__Stored data__:
PR #14390, opened 2023-03-23
[TVMScript][Fix] Fix `bool` printing for roundtrip

cyx-6:
This PR fixes the TVMScript printer to print `T.bool(True)` or `T.bool(False)` for `IntImm(dtype=bool)`. So the parser is able to parse it back.


zxybazh (approved):
Thanks for the quick fix, LGTM!

MasterJH5574 (approved):

Hzfengsy (approved):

__TASK DETAILS__:
The response should consist of the entries above, retyped exactly.

__ANSWER TO THIS TASK__:
PR #14390, opened 2023-03-23
[TVMScript][Fix] Fix `bool` printing for roundtrip

cyx-6:
This PR fixes the TVMScript printer to print `T.bool(True)` or `T.bool(False)` for `IntImm(dtype=bool)`. So the parser is able to parse it back.


zxybazh (approved):
Thanks for the quick fix, LGTM!

MasterJH5574 (approved):

Hzfengsy (approved):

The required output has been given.